TASK INSTRUCTIONS: How many of the lines below hold the word "build"? Answer only with the number.

MATERIAL SUPPLIED:
PR #303, opened 2018-09-24
Update minimum supported iOS version to 8.0

jogu:
AppAuth now requires Xcode 10 / iOS 12 SDK, and hence does not support
iOS 7 anymore.

Update the minimum version in all the places I can find it and update
the documentation.


jogu:
Actually I now see from https://github.com/openid/AppAuth-iOS/commit/2c934c924de5a294fb64b7460e31cba2fb005aac that this seems to be deliberate:

> AppAuth now requires Xcode 10 to build (but still supports a deployment target of iOS 7), per our policy to only support the current development tools.

I'm not sure if I'm missing something but I can't see how this can be the case. If you build with Xcode 10 with the iOS deployment target set to 7.0 it says:

> warning: The iOS deployment target is set to 7.0, but the range of supported deployment target versions for this platform is 8.0 to 12.0. (in target 'AppAuth-iOS')

I can't currently think of any sort of even semi-supported way that might let you build the current version of AppAuth in a way that running it on iOS 7 was supported.

jogu:
Good question.

The Xcode 10 release notes say:

> Xcode 10 is available in the Mac App Store and includes SDKs for iOS 12, watchOS 5, macOS 10.14, and tvOS 12. Xcode 10 supports on-device debugging for iOS 8 and later, tvOS 9 and later, and watchOS 2 and later. Xcode 10 requires a Mac running macOS 10.13.6 or later.

Xcode itself also doesn't appear to support installing a simulator for anything other than iOS 8.1, so I presume debugging on an earlier simulator is also impossible/unsupported.

So it would appear to me that it might be technically possible do as you suggest but (as I believe it is unsupported to link a static binary built for the iOS 12 SDK with an earlier iOS SDK, ie. the one in Xcode 9.4) you would never be able to debug the application - at least not without resorting to other unsupported things like copying SDKs or simulators from one version of Xcode into a different version, or using a laborious ad-hoc install & NSLog style of debugging

So in summary I'd tend to think that whilst you're right that it may well be possible, on balance  if there's a strong desire to continue to support iOS 7 then it would be significantly simpler to also continue to support Xcode 9.4. My opinion is that supporting iOS 7 probably isn't that important (if someone really needs it, which is only likely to be the case in some unusual off-appstore app development targeting old cheap devices, just use an older version of AppAuth).

(In my iOS consultant role, I've always found it easy to persuade clients to drop iOS versions not supported by Xcode so I'd never had to look at this in that much detail before. In fact they generally prefer to not even go that far back given the testing overhead it adds whilst only adding a very small number of users.)

WilliamDenniss:
I don't have a strong desire to continue supporting iOS 7 (we've carried it since iOS 9 was the latest version, so I think we've done pretty well), but I'm also not in a rush to remove it for as long as it's usable and not much of a maintenance burden.

Regarding usability, my assumption due to the lack of simulator support was that you could still debug on real hardware (I don't know if this is actually the case, however). Anyone still targeting 7.0 presumably should have hardware available, and I've worked on teams that do maintain hardware going back several versions.

For maintenance, the ongoing support cost to us appears to be minimal. We're already maintaining all the iOS 7 code for a combination of macOS 10.9, and iOS 8 anyway, and I've not seen any iOS 7 specific bugs (which could be because nobody is using it too, of course).

I'd probably vote to drop it when one of the following happens:

1. iOS 7 can't be targeted by the current Xcode tool chain.
2. The AppAuth support for iOS 7 is broken, and we can't debug it ourselves.
3. We can remove a decent amount of code due to dropping support.

Generally speaking, our goal with the library is to support as many versions as possible, since we're a core dependency and our minimum pushes up the minimums of anyone who consumes the library (which is a different calculation then when considering what version a end-product app should target – I'm with you there, and normally advocate for only 1-2 generations of version support myself, depending on how widely deployed the app is).

In any case, this PR is good for when the time comes – and if you think that time should be now, I'm open to being convinced.

WilliamDenniss:
Closing this for now, but the code is good – can re-open and use in the future when the need arises.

EXERCISE SOLUTION: 3